**Work required**:
For each line of the listing that holds "relatively", show the full line.

**Material to process**:
PR #1319, opened 2024-07-19
use monkeypatch in patch_match tests to avoid global state change

braingram:
This fixes an issue encountered during testing for https://github.com/spacetelescope/romancal/pull/1222 which revealed that the patch match tests modify global state (impacting later tests). A relatively minimal reproducer (using the #1222 branch) is to run:
```
pytest --bigdata romancal/patch_match/test/test_patch_match.py romancal/regtest/test_mos_pipeline.py::test_hlp_mosaic_pipeline
```
which triggers the `IndexError: index 0 is out of bounds for axis 0 with size 0` error when the mosaic pipeline fails to find the patch table entry for the requested patch. This is due to patch table modification here:
https://github.com/spacetelescope/romancal/blob/747667895099a80ef283838a8499bac391cb1c46/romancal/patch_match/test/test_patch_match.py#L43
(which is why running just the test_hlp_mosaic_pipeline test does not fail as long as the patch match tests were not included in the test search).

This PR moves the patch table modifications into a fixture that is set to autouse (within the patch match tests). Running the above example command (with #1222 rebased on top of the source branch for this PR) works as expected (without the above error).

Regression tests show no errors: https://github.com/spacetelescope/RegressionTests/actions/runs/10013300421

**Checklist**
- [x] updated relevant tests
- [ ] added relevant label(s)

### DIFF
--- a/romancal/patch_match/test/test_patch_match.py
+++ b/romancal/patch_match/test/test_patch_match.py
@@ -24,10 +24,9 @@ of its columns so that subsets of the table selected to reduce the filesize stil
 retain the same index obtained.)
 """
 
-import inspect
-import os
-import os.path
+from pathlib import Path
 
+import asdf
 import astropy.coordinates as coord
 import astropy.modeling.models as amm
 import astropy.units as u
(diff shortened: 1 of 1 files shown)


braingram:
I vote for this going in after https://github.com/spacetelescope/romancal/pull/1241 (unless there is a barrier to approval for #1241).

ddavis-stsci (changes requested):
The patches subset is only for my internal testing and should not be used for the regression tests.

braingram:
> The patches subset is only for my internal testing and should not be used for the regression tests.

I'm confused.

This fixes the error you're getting for https://github.com/spacetelescope/romancal/pull/1222 where the patches subset (which is [included](https://github.com/spacetelescope/romancal/blob/main/romancal/patch_match/test/patches_subset.asdf) in the public unit tests) is causing the new regression test to fail.

What is your suggestion for resolving this?

ddavis-stsci:
The patch file to be used is
/grp/roman/scsb/tesselation/patches.asdf
not the one I hacked for tests.

braingram:
This PR doesn't change that for the regression tests (which are the only tests that can see `/grp`).

I don't know what patch file you "hacked for tests" but this PR has nothing to do with that.

ddavis-stsci:
You don't set the patch table as
PATCH_SUBSET_PATH = Path(__file__).parent / "patches_subset.asdf"
in this PR? The patches_subset was only to test to see if the file 
reading was size dependent.

The patch table should be /grp/roman/scsb/tesselation/patches.asdf

braingram:
Yes this PR sets the python variable `PATCH_SUBSET_PATH ` used in the `patch_match` unit tests to use the patch table subset that was added in https://github.com/spacetelescope/romancal/pull/1161

This has no impact on the environment variable `PATCH_TABLE_PATH` environment variable.

ddavis-stsci (approved):

perrygreenfield (approved):
LGTM.

PR #1327, opened 2024-07-23
provide formatter to log_records

braingram:
Requires https://github.com/spacetelescope/stpipe/pull/171

Regression tests all pass:
https://github.com/spacetelescope/RegressionTests/actions/runs/10063338609/job/27821316132

See the above linked stpipe PR for more details.

During step runs, stpipe records log messages to `Step.log_records`. This can result in steady accumulation of memory as these are `LogRecord` instances that retain references to their arguments. That means that a log message like the following:
```python
log.info("Calibration array: %s", big_array)
```
Will prevent `big_array` from being garbage collected until the `Step` in which the log message occurred can be collected. One such problematic log message exists in stpipe (see the linked PR) which logs the input datamodel for a step.

Within the context of romancal, running the `elp` pipeline with romancal (and stpipe) main results on the `WFI/image/r0000101001001001001_01101_0001_WFI01_uncal.asdf` regression test file results in the following memory usage:
Screenshot 2024-07-23 at 4 01 20 PM
Note that the orange line has a steady upwards trend (with some steps resulting in transient memory peaks).
With this PR (and the stpipe PR) the memory usage peak is similar (this PR does nothing to reduce the memory for the high memory using steps) but the upward trend is removed:
Screenshot 2024-07-23 at 4 08 24 PM

Plan for merging
-----

Since romancal currently depends on stpipe main the merging of this PR and the stpipe PR https://github.com/spacetelescope/stpipe/pull/171 will require some coordination. One possible option is to update this PR to remove the dependency to my branch and then merge this PR immediately after the stpipe PR.

I've opened both PRs for review but please hold off merging until both PRs are ready to go.

**Checklist**
- [ ] updated relevant tests
- [x] added relevant label(s)

### DIFF
--- a/pyproject.toml
+++ b/pyproject.toml
@@ -31,7 +31,7 @@ dependencies = [
     "stcal>=1.7.3,<1.8.0",
     # "stcal @ git+https://github.com/spacetelescope/stcal.git@main",
     #"stpipe >=0.5.0",
-    "stpipe @ git+https://github.com/spacetelescope/stpipe.git@main",
+    "stpipe @ git+https://github.com/braingram/stpipe.git@log_records",
     "tweakwcs >=0.8.6",
     "spherical-geometry >= 1.2.22",
     "stsci.imagestats >= 1.6.3",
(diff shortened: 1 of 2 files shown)


ddavis-stsci (approved):
LGTM

braingram:
I rebased this (to pick up changes in romancal main) and switch the `stpipe` pin to `main` (rather than my fork) now that https://github.com/spacetelescope/stpipe/pull/171 is merged.

PR #1331, opened 2024-07-25
pin stpipe < 0.6.1 on 0.15.x release branch

braingram:
See https://github.com/spacetelescope/stpipe/pull/174 for details about the stpipe 0.6.1 release.

The tldr is that it contains breaking changes to fix a memory leak. The changes are compatible with romancal main following https://github.com/spacetelescope/romancal/pull/1327 but as #1327 will not be backported to the released 0.15.x branch this PR adds an upper pin to allow the released versions of romancal to not use stpipe 0.6.1.

**Checklist**
- [ ] updated relevant tests
- [ ] added relevant label(s)

### DIFF
--- a/pyproject.toml
+++ b/pyproject.toml
@@ -30,7 +30,7 @@ dependencies = [
     "scipy >=1.11",
     "stcal>=1.7.3,<1.8.0",
     # "stcal @ git+https://github.com/spacetelescope/stcal.git@main",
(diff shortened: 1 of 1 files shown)


schlafly (approved):
Thanks!

zacharyburnett (approved):

PR #1339, opened 2024-07-30
Revert "pin stpipe < 0.6.1 on 0.15.x release branch"

braingram:
Reverts spacetelescope/romancal#1331

As there will not be a 0.15.3 release this PR reverts the changes that would have gone into that release.


braingram:
Marking this as draft as noted by @zacharyburnett rebasing will leave a cleaner commit history: https://github.com/spacetelescope/stpipe/pull/175

PR #1525, opened 2024-11-15
Switch exposure pipeline to use ModelLibrary instead of a list of models

### LINKED ISSUE #1523: exposure pipeline stops processing association on first fully saturated input
If I generate 2 associations using 1 fully saturated and 1 non-saturated input:
- saturated: https://bytesalad.stsci.edu/ui/repos/tree/General/roman-pipeline/dev/WFI/image/r0000101001001001001_0001_wfi01_ALL_SATURATED_uncal.asdf
- unsaturated: https://bytesalad.stsci.edu/ui/repos/tree/General/roman-pipeline/dev/WFI/image/r0000101001001001001_0001_wfi01_uncal.asdf

in 2 different orders and run each through the `ExposurePipeline` I get 2 different results:

- for the association with the saturated model first, elp returns a list with a single model corresponding to the saturated input
- for the association with the saturated model second, elp return a list with 2 models corresponding to the unsaturated and then saturated input

I failed to find a description of this in the documentation.

Is it expected that the elp will stop processing inputs when it encounters the first saturated input?

braingram:
The PR makes a few updates to the exposure pipeline. The major feature is to use a `ModelLibrary` instead of a list of models. This allows:
- removing the custom asn parsing in the pipeline
- the tweakreg (and other step) cal_step status to be correctly marked by stpipe when steps are skipped

This PR also fixes a bug uncovered while working on this PR (#1523) where an all saturated input resulted in:
- the pipeline skipping processing of all subsequence models in the input association
- failing to return an all zeroed ImageModel

Regtests: https://github.com/spacetelescope/RegressionTests/actions/runs/11861738024
show 2 expected failures.
The first:
```
AssertionError: 
  Diff report for:
      result file: /runner/_work/_temp/pytest_basetemp/popen-gw0/test_pipeline_suffix0/r0000101001001001001_0001_wfi01_star.asdf
          model type: ImageModel
      truth file: /runner/_work/_temp/pytest_basetemp/popen-gw0/test_pipeline_suffix0/truth/r0000101001001001001_0001_wfi01_star.asdf
          model type: ImageModel

{'dictionary_item_added': ["root['roman']['meta']['asn']", "root['roman']['meta']['exptype']", "root['roman']['meta']['group_id']"],
'values_changed': {"root['roman']['meta']['cal_step']['tweakreg']": {'new_value': 'SKIPPED',
'old_value': 'INCOMPLETE'}}}
assert False
```
is a byproduct of using ModelLibrary. The output files for elp now contain asn information and have tweakreg correctly marked as 'SKIPPED' for [test_pipeline_suffix](https://github.com/spacetelescope/romancal/blob/281aa556a388363f98ed8a69ad1de46ef4b78297/romancal/regtest/test_wfi_image_pipeline.py#L283).

The second failure is due to this PR fixing #1523. `test_all_saturated_against_truth` fails since this PR restores the old behavior where an all saturated input produces a cal files with all zeros and all subsequent steps skipped. As described in #1523 several updates to the elp resulted in this behavior being lost and `create_fully_saturated_zeroed_image` (which was added in https://github.com/spacetelescope/romancal/pull/541) being unused. With this PR `create_fully_saturated_zeroed_image` is once again used. To hopefully avoid a future regression I added some additional tests for the "all saturated" input file that:
- checks that the output is an `ImageModel`
- checks that the output arrays are all zeros

Finally I added a few unit tests that run the elp with all steps skipped and no reference files. These are relatively fast (good candidates for unit tests) and check that when provided an input model the pipeline returns a model etc (and not a list as it does on main).

Closes #1523

## Tasks

  - ``changes/<PR#>.docs.rst``

  ## steps
  - ``changes/<PR#>.flux.rst``
</details>


romancal/regtest/test_wfi_image_pipeline.py
```diff
@@ -300,5 +300,5 @@ def test_pipeline_suffix(rtdata, ignore_asdf_paths):
         assert model.meta.cal_step.flat_field == "COMPLETE"
         assert model.meta.cal_step.photom == "COMPLETE"
         assert model.meta.cal_step.source_detection == "COMPLETE"
-        assert model.meta.cal_step.tweakreg == "INCOMPLETE"
+        assert model.meta.cal_step.tweakreg == "SKIPPED"
```
braingram, line 303: This `assert` isn't currently reached in the regtests due to the `compare_against_truth` failing:
```
FAILED romancal/regtest/test_wfi_image_pipeline.py::test_pipeline_suffix - AssertionError: 
  Diff report for:
      result file: /runner/_work/_temp/pytest_basetemp/popen-gw2/test_pipeline_suffix0/r0000101001001001001_0001_wfi01_star.asdf
          model type: ImageModel
      truth file: /runner/_work/_temp/pytest_basetemp/popen-gw2/test_pipeline_suffix0/truth/r0000101001001001001_0001_wfi01_star.asdf
          model type: ImageModel
  
  {'dictionary_item_added': ["root['roman']['meta']['asn']", "root['roman']['meta']['exptype']", "root['roman']['meta']['group_id']"],
   'values_changed': {"root['roman']['meta']['cal_step']['tweakreg']": {'new_value': 'SKIPPED',
                                                                        'old_value': 'INCOMPLETE'}}}
```
But when 'okified' this change to the assert will be needed.

schlafly:
Thanks.  This looks good.

You also deleted some orphaned fully saturated exposure handling here.  I think following your investigation we probably do want to keep and start using that code again, rather than deleting it?
https://github.com/spacetelescope/romancal/issues/1523
Maybe just to say that deleting create_fully_saturated_zeroed_image needn't be part of this PR.

@ddavis-stsci , this refactors some of the pipeline handling to use ModelLibrary more uniformly, so you may want to weigh in here.

braingram:
Converted to draft to attempt to also address #1523 and some other elp cleanup.

ddavis-stsci:
Besides the all saturated case not working it seems fine.

braingram:
> Besides the all saturated case not working it seems fine.

Thanks for giving this a look. Unfortunately it was draft at the time and not yet finished. The major changes that occurred after your comment were:
- fixing the pipeline handling of all saturated input (this results in regression test differences that will need to be okified)
- adding unit tests for the elp input/output types

I re-requested your review in light of these changes.

romancal/pipeline/exposure_pipeline.py
```diff
@@ -73,123 +68,89 @@ def process(self, input):
...
+                    # also can't run tweakreg.
+                    result.meta.cal_step.tweakreg = "SKIPPED"
+                lib.shelve(result, model_index)
 
         # Now that all the exposures are collated, run tweakreg
         # Note: this does not cover the case where the asn mixes imaging and spectral
         #          observations. This should not occur on-prem
-        result = self.tweakreg.run(results)
+        if not any_saturated:
+            self.tweakreg.run(lib)
```
schlafly, line 141: I don't like thinking about the fully saturated case because I expect it to never occur or to be so bad, should it occur, that we don't really care about what we do.

But conceptually if I try to imagine a case where one detector is fully saturated but the others are all fine the "right thing to do" would be to run tweakreg using the source catalogs from the other detectors.  The model that gets fit right now is very rigid and would get well constrained even if only a few detectors were available.

i.e., I guess that I would have imagined the flow being more like: tweakreg loops over the association gathering the catalogs.  If it doesn't find one, it emits some warning message.  If it doesn't find _any_, it gives up and skips or something.  Then the pipeline doesn't need to specially track the any_saturated case here.

schlafly (commented):
This looks good to me.  I left some comments about the tweakreg / all saturated interaction.

Ultimately I think this case is rare enough and weird enough that probably we should be suspect of the whole exposure if any individual SCA is fully saturated, so I don't think it's a big deal.  However, it surprised me a little to skip tweakreg for the whole array because of a single detector.

romancal/pipeline/exposure_pipeline.py
braingram: That sounds good to me.

Given that `source_catalog` is skipped for a fully saturated image I think one option (if it sounds good to you) would be to update tweakreg to check if the image is fully saturated, if so, don't check for the source catalog entry and skip that model. Currently tweakreg throws an exception if an input model doesn't have a source catalog:
https://github.com/spacetelescope/romancal/blob/78c7dc41093f8fb76fe049682ce56de3cad4c488/romancal/tweakreg/tweakreg_step.py#L159
so some sort of change to that will be needed (either turn that into a warning and skip that model or check if it's all saturated).

schlafly: Yeah, I certainly don't consider this a regression, just trying to think about what we want.

Maybe best to go with your current approach to avoid having tweakreg know about full saturation, keeping all of the fully saturated logic in one place.  I hope this case just never actually occurs in practice, so it doesn't matter.

FWIW, I did discuss this, and we could not come up with a situation where this would actually occur for a science exposure.

schlafly (approved):
Thanks Brett, approving!

braingram:
Thanks! I rebased and started a new regtest run here:
https://github.com/spacetelescope/RegressionTests/actions/runs/12188643274
@schlafly feel free to merge this whenever the regtests finish and you're ready to test the new okify script (or let me know if you'd like me to do that).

**Solution**:
This fixes an issue encountered during testing for https://github.com/spacetelescope/romancal/pull/1222 which revealed that the patch match tests modify global state (impacting later tests). A relatively minimal reproducer (using the #1222 branch) is to run:
Finally I added a few unit tests that run the elp with all steps skipped and no reference files. These are relatively fast (good candidates for unit tests) and check that when provided an input model the pipeline returns a model etc (and not a list as it does on main).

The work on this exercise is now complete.